David Wagoner

A Love Poem While Dissolving
March 14, 2013 Wagoner David

A Love Poem While Dissolving

 

I’m trying to say I love you, but Buckminster Fuller declared

there are no straight lines in the universe, which was bad enough,

but he also claimed, and he was supposed to know, there are no surfaces

and no solids, and if that’s true, and of course it is, what I’m standing on

while looking at you what I thought was straight in the eye is neither

here nor there nor capable of being solved by the most solid geometry,

and every upper layer of  everything is no longer a member

of any anything, but a simple particle of low, medium, and high

exchanges of views, depending momentarily on the opinions

of some observers like you or me whose eyeballs are undergoing

a temporary impression of what we’ve called edges and outlines

in a whirl of circles, which aren’t really cycles, but spirals

headed somewhere either under or around us or in and out

of what’s called (for the unstable love of us!) what have you,

and what I seem to have of you is a higher and higher opinion.

David Wagoner has published 19 books of poems, most recently After the Point of No Return, (Copper Canyon Press, 2012).  He has also published ten novels, one of which, The Escape Artist, was made into a movie by Francis Ford Coppola.
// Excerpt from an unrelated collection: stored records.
PR #38487, opened 2024-02-06
serialization: snowplow events for export/import

### LINKED ISSUE #38359: Send a Snowplow event to track Serialization
**Context**
We need to know if people are using Serialization, how often they use and which options they use

- Create a new structured event to track Serialization imports and exports

[export link](https://www.notion.so/metabase/Serialization-export-9f6ccdb0791348d8b9b0d5aba1e53599)
[import link](https://www.notion.so/metabase/Serialization-import-da09e8e1957f4b60a838b5e3ee55b290?pvs=4)

sansolovyov:
Resolves #38359

It also removes `abort-on-error` option, which never was false: it was either supplied and options map contained `{:abort-on-error true}`, or was not and option map was `{}`, and so default value of `true` in `load-metabase!` took precedence. Agreed with @luizarakaki.

### DIFF
--- a/enterprise/backend/src/metabase_enterprise/serialization/api.clj
+++ b/enterprise/backend/src/metabase_enterprise/serialization/api.clj
@@ -1,12 +1,14 @@
 (ns metabase-enterprise.serialization.api
   (:require
    [clojure.java.io :as io]
+   [clojure.string :as str]
    [compojure.core :refer [POST]]
    [java-time.api :as t]
    [metabase-enterprise.serialization.v2.extract :as extract]
    [metabase-enterprise.serialization.v2.ingest :as v2.ingest]
    [metabase-enterprise.serialization.v2.load :as v2.load]
    [metabase-enterprise.serialization.v2.storage :as storage]
+   [metabase.analytics.snowplow :as snowplow]
    [metabase.api.common :as api]
    [metabase.api.routes.common :refer [+auth]]
    [metabase.logger :as logger]
@@ -20,7 +22,7 @@
    [metabase.util.random :as u.random]
    [ring.core.protocols :as ring.protocols])
   (:import
-   (java.io File ByteArrayOutputStream)))
+   (java.io ByteArrayOutputStream File)))
 
 (set! *warn-on-reflection* true)
 
@@ -59,47 +61,56 @@
 ;;; Logic
 
 (defn- serialize&pack ^File [{:keys [dirname] :as opts}]
-  (let [dirname (or dirname
-                    (format "%s-%s"
-                            (u/slugify (public-settings/site-name))
-                            (u.date/format "YYYY-MM-dd_HH-mm" (t/local-date-time))))
+  (let [dirname  (or dirname
+                     (format "%s-%s"
+                             (u/slugify (public-settings/site-name))
+                             (u.date/format "YYYY-MM-dd_HH-mm" (t/local-date-time))))
         path     (io/file parent-dir dirname)
         dst      (io/file (str (.getPath path) ".tar.gz"))
-        log-file (io/file path "export.log")]
-    (with-open [_logger (logger/for-ns 'metabase-enterprise.serialization log-file)]
-      (try                              ; try/catch inside logging to log errors
-        (serdes/with-cache
-          (-> (extract/extract opts)
-              (storage/store! path)))
-        ;; not removing storage immediately to save some time before response
-        (u.compress/tgz path dst)
-        (catch Exception e
-          (log/error e "Error during serialization"))))
-    {:archive  (when (.exists dst)
-                 dst)
-     :log-file (when (.exists log-file)
-                 log-file)
-     :callback (fn []
-                 (when (.exists path)
-                   (run! io/delete-file (reverse (file-seq path))))
-                 (when (.exists dst)
-                   (io/delete-file dst)))}))
+        log-file (io/file path "export.log")
+        err      (atom nil)
+        report   (with-open [_logger (logger/for-ns 'metabase-enterprise.serialization log-file)]
+                   (try                 ; try/catch inside logging to log errors
+                     (let [report (serdes/with-cache
+                                    (-> (extract/extract opts)
+                                        (storage/store! path)))]
+                       ;; not removing dumped yamls immediately to save some time before response
+                       (u.compress/tgz path dst)
+                       report)
+                     (catch Exception e
+                       (reset! err e)
+                       (log/error e "Error during serialization"))))]
+    {:archive       (when (.exists dst)
+                      dst)
+     :log-file      (when (.exists log-file)
+                      log-file)
+     :report        report
+     :error-message (some-> @err str)
+     :callback      (fn []
+                      (when (.exists path)
+                        (run! io/delete-file (reverse (file-seq path))))
+                      (when (.exists dst)
+                        (io/delete-file dst)))}))
 
 (defn- unpack&import [^File file & [size]]
   (let [dst      (io/file parent-dir (u.random/random-name))
-        log-file (io/file dst "import.log")]
-    (with-open [_logger (logger/for-ns 'metabase-enterprise.serialization log-file)]
-      (try                              ; try/catch inside logging to log errors
-        (log/infof "Serdes import, size %s" size)
-        (let [path (u.compress/untgz file dst)]
-          (serdes/with-cache
-            (-> (v2.ingest/ingest-yaml (.getPath (io/file dst path)))
-                (v2.load/load-metabase! {:abort-on-error true}))))
-        (catch Exception e
-          (log/error e "Error during serialization"))))
-    {:log-file log-file
-     :callback #(when (.exists dst)
-                  (run! io/delete-file (reverse (file-seq dst))))}))
+        log-file (io/file dst "import.log")
+        err      (atom nil)
+        report   (with-open [_logger (logger/for-ns 'metabase-enterprise.serialization log-file)]
+                   (try                 ; try/catch inside logging to log errors
+                     (log/infof "Serdes import, size %s" size)
+                     (let [path (u.compress/untgz file dst)]
+                       (serdes/with-cache
+                         (-> (v2.ingest/ingest-yaml (.getPath (io/file dst path)))
+                             (v2.load/load-metabase!))))
+                     (catch Exception e
+                       (reset! err (str e))
+                       (log/error e "Error during serialization"))))]
+    {:log-file      log-file
+     :error-message @err
+     :report        report
+     :callback      #(when (.exists dst)
+                       (run! io/delete-file (reverse (file-seq dst))))}))
 
 ;;; HTTP API
 
@@ -129,7 +140,8 @@
    field_values     [:maybe ms/BooleanValue]
    database_secrets [:maybe ms/BooleanValue]}
   (api/check-superuser)
-  (let [opts               {:targets                  (mapv #(vector "Collection" %)
+  (let [start              (System/currentTimeMillis)
+        opts               {:targets                  (mapv #(vector "Collection" %)
                                                             collection)
                             :no-collections           (and (empty? collection)
                                                            (not all_collections))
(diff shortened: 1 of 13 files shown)


enterprise/backend/src/metabase_enterprise/serialization/api.clj
```diff
@@ -129,7 +140,8 @@
    field_values     [:maybe ms/BooleanValue]
    database_secrets [:maybe ms/BooleanValue]}
   (api/check-superuser)
-  (let [opts               {:targets                  (mapv #(vector "Collection" %)
+  (let [start              (System/currentTimeMillis)
```
crisptrutski, line 143: nitpick: This method uses the system clock and is not guaranteed monotonic, it's preferable to use `System/nanoTime` whenever measuring elapsed time, as it avoids the overhead of a system call and precisely measures elapsed time since the process started.

enterprise/backend/src/metabase_enterprise/serialization/api.clj
```diff
@@ -140,7 +152,22 @@
...
         {:keys [archive
                 log-file
+                report
+                error-message
                 callback]} (serialize&pack opts)]
+    (snowplow/track-event! ::snowplow/serialization-export api/*current-user-id*
+                           {:source          "api"
+                            :duration        (long (/ (- (System/currentTimeMillis) start) 1000))
+                            :count           (count (:seen report))
+                            :collection      (str/join "," (map str collection))
```
crisptrutski, line 162: Nitpick: you do not need to map over `str`, it is implicit in the `join`.

enterprise/backend/src/metabase_enterprise/serialization/api.clj
```diff
@@ -160,8 +187,22 @@
   [:as {raw-params :params}]
   (api/check-superuser)
   (try
-    (let [{:keys [log-file callback]} (unpack&import (get-in raw-params ["file" :tempfile])
-                                                     (get-in raw-params ["file" :size]))]
+    (let [start              (System/currentTimeMillis)
```
crisptrutski, line 190: Ditto rather use nanoTime.

enterprise/backend/src/metabase_enterprise/serialization/api.clj
```diff
@@ -160,8 +187,22 @@
...
+          {:keys [log-file
+                  error-message
+                  report
+                  callback]} (unpack&import (get-in raw-params ["file" :tempfile])
+                                            (get-in raw-params ["file" :size]))
+          imported           (set (map (comp :model last) (:seen report)))]
+      (snowplow/track-event! ::snowplow/serialization-import api/*current-user-id*
+                             {:source        "api"
+                              :duration      (long (/ (- (System/currentTimeMillis) start) 1000))
```
crisptrutski, line 199: I find it helpful to include the units in fields like this, e.g. `duration-seconds`

enterprise/backend/src/metabase_enterprise/serialization/api.clj
```diff
@@ -160,8 +187,22 @@
...
   (try
-    (let [{:keys [log-file callback]} (unpack&import (get-in raw-params ["file" :tempfile])
-                                                     (get-in raw-params ["file" :size]))]
+    (let [start              (System/currentTimeMillis)
+          {:keys [log-file
+                  error-message
+                  report
+                  callback]} (unpack&import (get-in raw-params ["file" :tempfile])
+                                            (get-in raw-params ["file" :size]))
+          imported           (set (map (comp :model last) (:seen report)))]
```
crisptrutski, line 196: Since you print out this map, it would be nice to use a `sorted-set` to make the string more stable and easy for humans to scan.

I also think `into` with a transducer is more idiomatic for this kind of transformation.

enterprise/backend/src/metabase_enterprise/serialization/cmd.clj
```diff
@@ -105,9 +106,25 @@
...
+                   (catch Exception e
+                     (reset! err e)))
+        imported (set (map (comp :model last) (:seen report)))]
+    (snowplow/track-event! ::snowplow/serialization-import nil
+                           {:source        "cli"
+                            :duration      (long (/ (- (System/currentTimeMillis) start) 1000))
+                            :models        (str/join "," imported)
+                            :count         (if (contains? imported "Setting")
+                                             (inc (count (remove #(= "Setting" (:model (first %))) (:seen report))))
+                                             (count (:seen report)))
```
crisptrutski, line 123: nitpick: This calculation is fairly non-trivial and repeated, I would pull out a helper method, but I know I'm more aggressive than others 😀

enterprise/backend/src/metabase_enterprise/serialization/cmd.clj
```diff
@@ -105,9 +106,25 @@
...
+                   (v2-load-internal! path opts :token-check? true)
+                   (catch Exception e
+                     (reset! err e)))
+        imported (set (map (comp :model last) (:seen report)))]
+    (snowplow/track-event! ::snowplow/serialization-import nil
+                           {:source        "cli"
+                            :duration      (long (/ (- (System/currentTimeMillis) start) 1000))
+                            :models        (str/join "," imported)
+                            :count         (if (contains? imported "Setting")
+                                             (inc (count (remove #(= "Setting" (:model (first %))) (:seen report))))
```
crisptrutski, line 122: I'm curious about this "remove then count one extra" logic - is it possible that 0 or more than 1 are removed? A small comment could be helpful.

crisptrutski (commented):
I can't comment on whether these are the right events and payloads to publish, but overall looks good. Left some minor comments.

enterprise/backend/src/metabase_enterprise/serialization/api.clj
piranha: eh, I don't think precision is necessary here - serialization is usually in tens or hundreds of seconds

enterprise/backend/src/metabase_enterprise/serialization/api.clj
piranha: ohh indeed! nice!

enterprise/backend/src/metabase_enterprise/serialization/cmd.clj
piranha: 😁 those two namespaces are not really connected and I did not want to press DRY too much here, honestly, analytics is maintained better when it's in-place in my opinion...

enterprise/backend/src/metabase_enterprise/serialization/cmd.clj
piranha: Oh, ok! The thing is that every Setting is counted as a separate instance and it felt like it could skew understanding of a size of serialization batch a bit. So this is me accounting for it instead of making everyone analyzing account for settings in their head.

enterprise/backend/src/metabase_enterprise/serialization/cmd.clj
crisptrutski: Lack of a good place to put the helper is fair enough. It nice thing about the helper is that it would have forced a good name for the operation, which still slightly confuses me 😆

enterprise/backend/src/metabase_enterprise/serialization/cmd.clj
crisptrutski: I'm still a bit confused though - in practice how is this count different from what you'd get if you just did a direct count?

enterprise/backend/src/metabase_enterprise/serialization/api.clj
piranha: done

enterprise/backend/src/metabase_enterprise/serialization/api.clj
```diff
@@ -59,47 +61,56 @@
...
+        err      (atom nil)
+        report   (with-open [_logger (logger/for-ns 'metabase-enterprise.serialization log-file)]
+                   (try                 ; try/catch inside logging to log errors
+                     (log/infof "Serdes import, size %s" size)
+                     (let [path (u.compress/untgz file dst)]
+                       (serdes/with-cache
+                         (-> (v2.ingest/ingest-yaml (.getPath (io/file dst path)))
+                             (v2.load/load-metabase!))))
+                     (catch Exception e
+                       (reset! err (str e))
```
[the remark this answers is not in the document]
piranha: done

enterprise/backend/src/metabase_enterprise/serialization/api.clj
piranha: done

enterprise/backend/src/metabase_enterprise/serialization/cmd.clj
piranha: Settings are about 70-80+ keys and they are cheap, so for me it skewed the picture, it went from 5 entities to 90 actually. :) So to keep this number at least somewhat relevant I decided not to count each individual one.

enterprise/backend/src/metabase_enterprise/serialization/api.clj
crisptrutski: The issue is not precision, it is accuracy. 

I'm not blocking on this, but "in my book" it's best to strictly use nanoTime for timing things - it saves you thinking about whether you need to worry about negative numbers or making an inner loop slower.

crisptrutski: I found a good quote on StackOverflow to summarize:

> The purpose of nanoTime is to measure elapsed time, and the purpose of currentTimeMillis is to measure wall-clock time. You can't use the one for the other's purpose.

enterprise/backend/src/metabase_enterprise/serialization/api.clj
crisptrutski: I don't see the changes 😕 

Not blocking, but maybe commit / push if you have it locally.

enterprise/backend/src/metabase_enterprise/serialization/cmd.clj
```diff
@@ -105,9 +106,26 @@
...
-            [:abort-on-error {:optional true} [:maybe :boolean]]
             [:backfill? {:optional true} [:maybe :boolean]]]]
-  (v2-load-internal! path opts :token-check? true))
+  (let [start    (System/currentTimeMillis)
+        err      (atom nil)
+        report   (try
+                   (v2-load-internal! path opts :token-check? true)
+                   (catch Exception e
+                     (reset! err e)))
+        imported (into (sorted-set) (map (comp :model last)) (:seen report))]
```
crisptrutski, line 116: Ah! This is where you made the update we discussed elsewhere. It would be nice if updated the other spot too.

enterprise/backend/src/metabase_enterprise/serialization/cmd.clj
```diff
@@ -215,13 +233,34 @@
...
+                 (serdes/with-cache
+                   (-> (cond-> opts
+                         (seq collection-ids)
+                         (assoc :targets (v2.extract/make-targets-of-type "Collection" collection-ids)))
+                       v2.extract/extract
+                       (v2.storage/store! path)))
+                 (catch Exception e
+                   (reset! err e)))]
+    (snowplow/track-event! ::snowplow/serialization-export nil
+                           {:source          "api"
```
crisptrutski, line 248: Aside: it would be nice if `track-event!` took care of turning kebab-case into snake_case. Underscores hurt my eyes in Clojure 😄

crisptrutski:
I'm happy, but would feel better if someone more versed and opinionated with our analytics weighed in on the event format. Hopefully schema evolution is easy enough for the event system?

crisptrutski (approved):

enterprise/backend/src/metabase_enterprise/serialization/cmd.clj
luizarakaki, line 248: Shouldn't this be `cli`?

luizarakaki (changes requested):

luizarakaki (approved):
Approved, but confirm that it is not `cli` there

enterprise/backend/src/metabase_enterprise/serialization/cmd.clj
piranha: woah, thanks, and it's in tests too...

He won the Lilly Prize in 1991, six yearly prizes from Poetry, two yearly prizes from Prairie Schooner, and the Arthur Rense Prize for Poetry from the American Academy of Arts and Letters in 2011.  In 2007, his play First Class was given 43 performances at A Contemporary Theatre in Seattle. He was a chancellor of the Academy of American Poets for 23 years.  He edited Poetry Northwest from 1966 to 2002, and he is professor emeritus of English at the U. of Washington.  He teaches at the low-residency MFA program of the Whidbey Island Writers Workshop.